Concerning described 3rd many optical fiber alignments each, by described optical fiber alignment fiber optics be connected in a pair optical fiber splitter one tap optics export, and another fiber optics of described optical fiber alignment is connected to this and exports the tap optics of another in optical fiber splitter.

16. methods as claimed in claim 15, it comprises described first fibre ribbon electrical connections is connected to many fibre ribbons magnitude of current connector optically, and described many fibre ribbons magnitude of current connector is connected to described more than first optical fiber pair optically.

17. methods as claimed in claim 15, it comprises and described first fibre ribbon electrical connections is connected multiple paired LC connector optically, and wherein every a pair LC connector is connected to corresponding a pair of described more than first optical fiber alignment optically.
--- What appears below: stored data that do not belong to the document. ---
PR #1874, opened 2025-11-17
Fix new clang warnings

thetic:
Found with clang 21.1.14:

```
error: variable 'out1' is uninitialized when passed as a const pointer argument here [-Werror,-Wuninitialized-const-pointer]
```


basvodde:
That's a fair warning.

basvodde:
Thanks! As always!

PR #232, opened 2017-06-07
Added danger check for pawns, when try to pick up ammo or weapon.

skyarkhangel:


ProfoundDarkness:
This looks like it's trying to fix one situation but also throws out a *bunch* of other tests.

I'm concerned that visiting *non-hostile* pawns might end up digging through bases (both open design but home marked and room partitioned) to get at stuff with this merged...  I also wonder about new bad behavior from hostile pawns.

Question: Is this primarily intended to replace the 'pawn.CanReach(w, PathEndMode.Touch, Danger.Deadly, true)' item?

NoImageAvailable:
Manually merged this with our homezone checks.

PR #247, opened 2017-06-12
Modified JobGiver_UpdateLoadout and JobDriver_TakeFromOther...

ProfoundDarkness:
In order to prevent an error which could occur when multiple pawns tried to take something from a pack animal...

Also modified JobGiver to check for reservation and reachability.

Modified JobDriver to make sure that the Thing the pawn wants to take is still in it's inventory and if the stack fell below what was desired take the rest of the stack.

Also added some additional fail conditions that seemed logical.  One might be redundant...

NOTES:
 1 - Need to test if my read of ReservationManager.CanReserve is accurate and if not either set reservations down to 1 (quick change in two sections of code) or add a more detailed check for any jobs reserving the animal are NOT JobDriver_TakeFromOther as a block. (I didn't see an easy way to go from pawn to list of jobs reserving that pawn without using Harmony to access internal Reservation data.)
 2 - The check if the thing is still in the takeFrom pawn's inventory isn't cheap however it's necessary as if a pawn took a full stack of something from the animal the Thing object was transferred rather than a new Thing created (that happens most of the time) meaning that it wouldn't be in takePawn's inventory anymore.  There might be a faster way (check if the container holding the thing is the takePawn's inventory rather than a search through takeFrom's inventory for Thing).

### DIFF
--- a/Source/CombatExtended/CombatExtended/Jobs/JobDriver_TakeFromOther.cs
+++ b/Source/CombatExtended/CombatExtended/Jobs/JobDriver_TakeFromOther.cs
@@ -20,18 +20,32 @@ namespace CombatExtended
 		private TargetIndex sourceInd = TargetIndex.B;
 		private TargetIndex flagInd = TargetIndex.C;
 		
+        /// <summary>
+        /// Property that converts TargetIndex.A into a Thing object.
+        /// </summary>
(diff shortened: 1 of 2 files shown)


ProfoundDarkness:
Playing with an idea... don't merge yet.

PR #286, opened 2017-07-22
Added graphic swear motes

Killface1980:
+ peeing for hunkering pawns

Might need some refinement, but I think sometimes there is too much text on screen.


Killface1980:
Hi, have you tested it yet?

NoImageAvailable:
Sorry, this PR came in at a time when I was pretty busy with RL stuff and by the time I got back from my hiatus I had kinda forgotten about this. 

So after looking it over a couple of things:
1. Why use external resources? The game already has symbols for insults, using them would mean we don't need to rely on a third-party resource and muck around with licensing.
2. We removed the peeing from CE because I don't think its really appropriate or in good taste to have a feature like this in the mod, sorry.

NoImageAvailable:
Since this is quite outdated at this point and I have received no replies I'm closing this.

PR #287, opened 2017-07-22
Rimfire Patch

Valerate:
Rimfire Patch
Bolts Texture and Ammodef
Charge shotgun ammodef


NoImageAvailable:
There are a few issues with the patch:
1. ThingCategory Ammo6x24mmCharged_Shotgun currently serves no purpose as there are no ammo things assigned to it.
2. The damage values for the Charged Shotgun ammo seem way overpowered. If we compare the regular shotgun, one pellet of buckshot does 8 damage, about 2/3 of an assault rifle bullet. The charge shotgun on the other hand fires 9 full-power rifle bullets for the cost of one ammo.
3. In conjunction with 1. and 2. it seems kind of strange that the charge shotgun would run off of 6x24mm at all. Its like having a shotgun fire 5.56mm NATO. I think it would make much more sense to give it its own caliber.
4. The patch operations to remove various Rimfire research need to be contained in a PatchOperationSequence with a PatchOperationFindMod at the top, otherwise they'll produce log errors for anyone not running Rimfire.
5. Some guns, like the Taurus Judge still have market value defined in stats. CE uses relies on crafting costs and vanilla's automatic market value calculation, is there a reason why some of the guns should circumvent this?
6. The Large Rockets research is only intended for spacer level rocket launchers like the Doomsday and triple rocket launcher. For CE guns the Milkor and RPG-7 are simply part of the advanced guns research but if Rimfire has its own industrial level Small Rockets research it might make more sense to use that instead (dunno what the actual research requirements for that research are, if its also a spacer level tech just use advanced guns).
7. It seems a bit odd that all charge weapons would use 6x24mm. I already brought up the shotgun but we also have 6x18mm and 8x35mm which would be suitable for an SMG/sniper rifle respectively, so why not use those?

Valerate:
1. I barely know what I do, I\m sorry some unneeded stuff got a long
2. I have no idea how to balance them
3. I assume it was kind of a battery pack, and that all charge weapons used them (On older version of CR-Rimfire all chareg rifles used 6x24)
4. I have no idea what any of that means
5. Im sorry, that was a copy'paste mistake
6. Rimfire has its own small rockets research yeah, it was probably a better idea to keep it.
7. Again, I assume charge guns were enegy based weapons and that the 6x24ammo were just batteries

18. methods as claimed in claim 17, it comprises described second fibre ribbon electrical connections is connected to multiple paired LC connector optically, and wherein every a pair LC connector is connected to corresponding a pair of described more than second optical fiber alignment optically.

19. methods according to any one of claim 15 to 18, it comprises and described first fibre ribbon electrical connections is connected described more than first optical fiber pair optically with general cabling scenario.

20. methods according to any one of claim 15 to 19, it comprises described second fibre ribbon electrical connections is connected to described more than second optical fiber pair optically with general cabling scenario.

21. 1 kinds of port tap optic modules for supporting the optics in fiber optic network to connect, described port tap optic module comprises:

Housing, defines cavity in described housing;

First fibre ribbon electrical connections, described first fibre ribbon electrical connections is connected to more than first optical fiber pair optically with general cabling scenario,

Optical fiber tap coupling part, described optical fiber tap coupling part is connected to the 3rd many optical fiber pair optically,

22. port tap optic modules as claimed in claim 21, wherein said second fibre ribbon electrical connections is connected to described more than second optical fiber pair optically with general cabling scenario.

23. port tap optic modules as described in claim 21 or 22, wherein said second fibre ribbon electrical connections comprises many fibre ribbons magnitude of current connector, and described many fibre ribbons magnitude of current connector is connected to described more than second optical fiber pair optically.

24. port tap optic modules according to any one of claim 21 to 23, wherein said first fibre ribbon electrical connections comprises many fibre ribbons magnitude of current connector, and described many fibre ribbons magnitude of current connector is connected to described more than first optical fiber pair optically.